Sadr City, bastion of the feared Mahdi Army militia of anti-American cleric Moqtada al-Sadr, has been engulfed in fierce clashes between security forces and the militiamen.
   
Clashes erupted there after Iraqi Prime Minister Nuri al-Maliki launched a crackdown on Shiite fighters in the southern city of Basra on Tuesday.
   
Ahmed, a resident of the slum neighbourhood of some two million people, said the situation was deteriorating.
   
"The hospitals are overflowing with wounded. They can't take any more. Even the medical stores are closed," he said.
   
"There is no electricity, no water or fuel. We are afraid of gunbattles. The main markets are also closed," he added.
   
In Basra eight people were killed in a new air strike early on Saturday as clashes between troops and Shiite fighters continued for the fifth straight day.
   
The countrywide death toll has surged to nearly 230 since Tuesday.
   
Most of the casualties have been in Sadr City, Basra, the southern city of Nasiriyah and the central cities of Kut and Hilla.
   
An AFP photographer said US-led coalition warplanes dropped bombs on the Al-Baath neighbourhood of northwest Basra early on Saturday, killing at least eight people.
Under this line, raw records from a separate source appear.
PR #171, opened 2021-08-23
ContributToCrowdMap fix 

jankrzempek:
What was done:

https://trello.com/c/XkbtqPbo/116-settings-contribute-to-crowd-map

Now the default state of the toggle is "ON"
UI - text is now well laid
Ensured that contriuteToCrowdMap changes all the time and the proper state is sent during the session creation process

### DIFF
--- a/AirCasting/AuthViews/UserSettings.swift
+++ b/AirCasting/AuthViews/UserSettings.swift
@@ -6,15 +6,18 @@ import Foundation
 class UserSettings: ObservableObject {
     private let userDefaults: UserDefaults
     
-    @Published var contributingToCrowdMap: Bool {
-        didSet {
-            Log.info("Changed crowdmap contribution setting to \(contributingToCrowdMap ? "ON" : "OFF")")
-            userDefaults.setValue(contributingToCrowdMap, forKey: "crowdMap")
+    var contributingToCrowdMap: Bool {
+        get {
+            userDefaults.bool(forKey: "crowdMap")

Several more people were feared killed, he said.
   
The British military in Basra and the US military were not immediately available for comment.
   
American-led coalition forces entered the fight for the first time overnight on Friday when warplanes targeted Shiite militia positions in Basra.
   
"Coalition forces are providing capability in those niche areas that the Iraqi armed forces don't have," British military spokesman Major Tom Holloway told AFP on Friday.
   
Meanwhile, clashes on the ground in Basra continued.
   
"Last night we continued our operations in all areas of Basra," an Iraqi army officer told AFP on Saturday on condition of anonymity, adding that the crackdown will continue till "we have arrested all criminals."
   
Maliki has vowed to pursue the crackdown against Shiite gunmen in Basra even as his forces face stiff resistance.
   
On Friday he gave residents until April 8 to surrender heavy and medium weapons in return for money in a bid to cut the supply of arms to militants.
   
Basra is the focus of a turf war between the Mahdi Army and two rival Shiite factions -- the powerful Supreme Iraqi Islamic Council (SIIC) of Abdel Aziz al-Hakim and the smaller Fadhila party.
   
On Wednesday Maliki announced a separate deadline of 72 hours for Shiite gunmen to surrender their weapons, effective from Tuesday and ending on Friday.
   
US President George W. Bush called the current clashes a "defining moment" for Iraq and a key test for the Baghdad government.
   
Bush said there had been progress in Iraq but "it's still a dangerous, fragile situation," adding that future troop deployment would be based on ensuring that Washington had "enough of a presence" to achieve success.
   
The crackdown on areas controlled by Sadr's militia has severely strained a "freeze" of Mahdi Army activities that the cleric ordered last August.
   
In Baghdad most main roads were deserted on Saturday as the city remained under curfew for the second day.
   
Baghdad's Green Zone, seat of the government and the US embassy, again came under mortar bomb or rocket attack, but no information was immediately available on casualties or damage.